> [DIRECTIONS]:
Filter the records below down to lines containing "returns".

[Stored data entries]
#####

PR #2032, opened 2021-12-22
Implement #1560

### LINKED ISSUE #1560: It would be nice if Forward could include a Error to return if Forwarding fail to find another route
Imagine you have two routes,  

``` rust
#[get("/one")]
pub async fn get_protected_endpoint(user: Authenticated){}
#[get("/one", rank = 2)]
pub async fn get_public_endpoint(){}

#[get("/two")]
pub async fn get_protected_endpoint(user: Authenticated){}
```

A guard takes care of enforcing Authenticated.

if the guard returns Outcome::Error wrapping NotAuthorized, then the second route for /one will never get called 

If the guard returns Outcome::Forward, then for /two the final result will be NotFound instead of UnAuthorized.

#####

> [EXERCISE SOLUTION]:
if the guard returns Outcome::Error wrapping NotAuthorized, then the second route for /one will never get called 
If the guard returns Outcome::Forward, then for /two the final result will be NotFound instead of UnAuthorized.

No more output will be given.